## ACTIVITY
Repeat the entries exactly. Leave nothing out.

(Dataset entries)
Content starts
PR #62, opened 2020-02-26
Fix sectors unittest bug because newton raphson returns zero if perci…

MaxSac:
…sion is not reached.

Now it warns and give best guess back.


private/PROPOSAL/propagation_utility/PropagationUtilityInterpolant.cxx
```diff
@@ -221,12 +221,8 @@ double UtilityInterpolantDisplacement::GetUpperLimit(double ei, double rnd) {
     df = [&](double ef) { return interpolant_diff_->Interpolate(ef); };
 
     int MaxSteps = 200;
-    try {
-        return std::max(NewtonRaphson(f, df, 0, ei, ei, MaxSteps,
-                    1.e-6), utility_.GetParticleDef().mass);
-    } catch (MathException& e) {
-        return utility_.GetParticleDef().mass;
```
Jean1995: This case should still be catched! If we want to solve this displacement integral for distances where to solution can be found, not catching the exception will cause an error (and therefore, the PropagationTest do fail)

PR #66, opened 2020-03-02
add binary operator to vector for less redundand code

MaxSac:


private/PROPOSAL/math/Vector3D.cxx
```diff
@@ -106,6 +106,11 @@ void Vector3D::swap(Vector3D& vector_3d)
     // swap(cylindric_height_,  vector_3d.cylindric_height_);
 }
 
+Vector3D Vector3D::operator+=(const Vector3D& rhs)
```
MaxNoe: This does not mutate `this`, does it? Not what I would expect from `+=`.

Herb Sutte makes the strong point, that `operator+` should always be implemented via `operator+=`, like this:

```
T& T::operator+=( const T& other ) {
    //...
    return *this;
}

T operator+( T a, const T& b ) {
    a += b;
    return a;
}
```

https://herbsutter.com/2013/05/20/gotw-4-class-mechanics/
This `operator+=` does not even mutate `*this`, right?

public/PROPOSAL/math/Vector3D.hpp
```diff
@@ -0,0 +1,216 @@
...
+using std::sin;
+
+namespace PROPOSAL {
+template <typename T> class Vector3D {
+protected:
+    std::array<T, 3> values;
+
+public:
+    Vector3D(array<T, 3> val)
+        : values(val){};
```
MaxNoe: std::move val here

public/PROPOSAL/math/Vector3D.hpp
```diff
@@ -0,0 +1,216 @@
...
+
+    T magnitude() const override;
+    Cartesian3D<T> ToCartesian() const;
+};
+} // namespace PROPOSAL
+
+namespace PROPOSAL {
+template <typename T> bool Vector3D<T>::operator==(const Vector3D&& rhs) const
+{
+    for (auto i : indices(values)) {
```
MaxNoe: const auto&

public/PROPOSAL/math/Vector3D.hpp
```diff
@@ -0,0 +1,216 @@
...
+{
+    for (size_t i = 0; i < 3; ++i)
+        l_vec[i] -= r_vec[i];
+    return l_vec;
+}
+
+template <typename T>
+Cartesian3D<T> Cartesian3D<T>::operator+=(const Cartesian3D<T>& rhs)
+{
+    return *this + rhs;
```
MaxNoe: same error as last time! 

operator+= should mutate in place and return a reference. This creates unecessary copies.

PR #67, opened 2020-03-02
Fix some compiler warnings about not defined here

MaxNoe:


public/PROPOSAL/math/Function.h
```diff
@@ -44,7 +44,7 @@ class Polynom {
     Polynom(const Polynom&);
 
     ~Polynom() {};
-    // Polynom& operator=(const Polynom& poly);
+    Polynom& operator=(const Polynom& poly) = default;
```
Jean1995: https://stackoverflow.com/questions/51863588/warning-definition-of-implicit-copy-constructor-is-deprecated

Good explanation

Issue #63, opened 2020-02-26
Use cmakes builtin mechanisms for build types


MaxNoe:
cmake has a builtin mechanism for building types and managing cpp flags for them.

We should use that instead of the current `option DEBUG`

MaxNoe:
done in #68

Issue #11, opened 2018-09-20
Require a more modern cmake version?


MaxNoe:
I think the CMake files could get a lot more readable and a lot shorter using a modern cmake version, at least something > 3, see e.g. this post:

https://gist.github.com/mbinna/c61dbb39bca0e4fb7d1f73b0d66a4fd1

MaxNoe:
Done in #68

PR #68, opened 2020-03-03
Refactor CMake, fixes #64, #63, #11

### LINKED ISSUE #64: Use cmake properties instead of setting cxx flags
It's considered bad style to explicitly set compiler arguments such as `--std=c++11` instead of using cmake options such as:

```
target_compile_features(PROPOSAL PUBLIC cxx_std_11)
set_target_properties(PROPOSAL PROPERTIES CXX_EXTENSIONS OFF)
```

we should switch to this.

MaxNoe:


sudojan:
which minimal cmake version is really required?
3.10 as in `CMakeLists.txt`
or 3.8 as in `cmake/Standalone_CMakeLists.cmake`

MaxNoe:
Seems to be 3.8, worked fine and lower is not possible as this version introduced support for the c++ standards https://cmake.org/cmake/help/v3.17/release/3.8.html

MaxNoe:
I set it consistently now.

MaxNoe:
And I also download cmake 3.8.2 on travis and use that so that we introduce changes that require a newer cmake version, the tests will break.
Content ends
## REPLY
PR #62, opened 2020-02-26
Fix sectors unittest bug because newton raphson returns zero if perci…

MaxSac:
…sion is not reached.

Now it warns and give best guess back.


private/PROPOSAL/propagation_utility/PropagationUtilityInterpolant.cxx
```diff
@@ -221,12 +221,8 @@ double UtilityInterpolantDisplacement::GetUpperLimit(double ei, double rnd) {
     df = [&](double ef) { return interpolant_diff_->Interpolate(ef); };
 
     int MaxSteps = 200;
-    try {
-        return std::max(NewtonRaphson(f, df, 0, ei, ei, MaxSteps,
-                    1.e-6), utility_.GetParticleDef().mass);
-    } catch (MathException& e) {
-        return utility_.GetParticleDef().mass;
```
Jean1995: This case should still be catched! If we want to solve this displacement integral for distances where to solution can be found, not catching the exception will cause an error (and therefore, the PropagationTest do fail)

PR #66, opened 2020-03-02
add binary operator to vector for less redundand code

MaxSac:


private/PROPOSAL/math/Vector3D.cxx
```diff
@@ -106,6 +106,11 @@ void Vector3D::swap(Vector3D& vector_3d)
     // swap(cylindric_height_,  vector_3d.cylindric_height_);
 }
 
+Vector3D Vector3D::operator+=(const Vector3D& rhs)
```
MaxNoe: This does not mutate `this`, does it? Not what I would expect from `+=`.

Herb Sutte makes the strong point, that `operator+` should always be implemented via `operator+=`, like this:

```
T& T::operator+=( const T& other ) {
    //...
    return *this;
}

T operator+( T a, const T& b ) {
    a += b;
    return a;
}
```

https://herbsutter.com/2013/05/20/gotw-4-class-mechanics/
This `operator+=` does not even mutate `*this`, right?

public/PROPOSAL/math/Vector3D.hpp
```diff
@@ -0,0 +1,216 @@
...
+using std::sin;
+
+namespace PROPOSAL {
+template <typename T> class Vector3D {
+protected:
+    std::array<T, 3> values;
+
+public:
+    Vector3D(array<T, 3> val)
+        : values(val){};
```
MaxNoe: std::move val here

public/PROPOSAL/math/Vector3D.hpp
```diff
@@ -0,0 +1,216 @@
...
+
+    T magnitude() const override;
+    Cartesian3D<T> ToCartesian() const;
+};
+} // namespace PROPOSAL
+
+namespace PROPOSAL {
+template <typename T> bool Vector3D<T>::operator==(const Vector3D&& rhs) const
+{
+    for (auto i : indices(values)) {
```
MaxNoe: const auto&

public/PROPOSAL/math/Vector3D.hpp
```diff
@@ -0,0 +1,216 @@
...
+{
+    for (size_t i = 0; i < 3; ++i)
+        l_vec[i] -= r_vec[i];
+    return l_vec;
+}
+
+template <typename T>
+Cartesian3D<T> Cartesian3D<T>::operator+=(const Cartesian3D<T>& rhs)
+{
+    return *this + rhs;
```
MaxNoe: same error as last time! 

operator+= should mutate in place and return a reference. This creates unecessary copies.

PR #67, opened 2020-03-02
Fix some compiler warnings about not defined here

MaxNoe:


public/PROPOSAL/math/Function.h
```diff
@@ -44,7 +44,7 @@ class Polynom {
     Polynom(const Polynom&);
 
     ~Polynom() {};
-    // Polynom& operator=(const Polynom& poly);
+    Polynom& operator=(const Polynom& poly) = default;
```
Jean1995: https://stackoverflow.com/questions/51863588/warning-definition-of-implicit-copy-constructor-is-deprecated

Good explanation

Issue #63, opened 2020-02-26
Use cmakes builtin mechanisms for build types


MaxNoe:
cmake has a builtin mechanism for building types and managing cpp flags for them.

We should use that instead of the current `option DEBUG`

MaxNoe:
done in #68

Issue #11, opened 2018-09-20
Require a more modern cmake version?


MaxNoe:
I think the CMake files could get a lot more readable and a lot shorter using a modern cmake version, at least something > 3, see e.g. this post:

https://gist.github.com/mbinna/c61dbb39bca0e4fb7d1f73b0d66a4fd1

MaxNoe:
Done in #68

PR #68, opened 2020-03-03
Refactor CMake, fixes #64, #63, #11

### LINKED ISSUE #64: Use cmake properties instead of setting cxx flags
It's considered bad style to explicitly set compiler arguments such as `--std=c++11` instead of using cmake options such as:

```
target_compile_features(PROPOSAL PUBLIC cxx_std_11)
set_target_properties(PROPOSAL PROPERTIES CXX_EXTENSIONS OFF)
```

we should switch to this.

MaxNoe:


sudojan:
which minimal cmake version is really required?
3.10 as in `CMakeLists.txt`
or 3.8 as in `cmake/Standalone_CMakeLists.cmake`

MaxNoe:
Seems to be 3.8, worked fine and lower is not possible as this version introduced support for the c++ standards https://cmake.org/cmake/help/v3.17/release/3.8.html

MaxNoe:
I set it consistently now.

MaxNoe:
And I also download cmake 3.8.2 on travis and use that so that we introduce changes that require a newer cmake version, the tests will break.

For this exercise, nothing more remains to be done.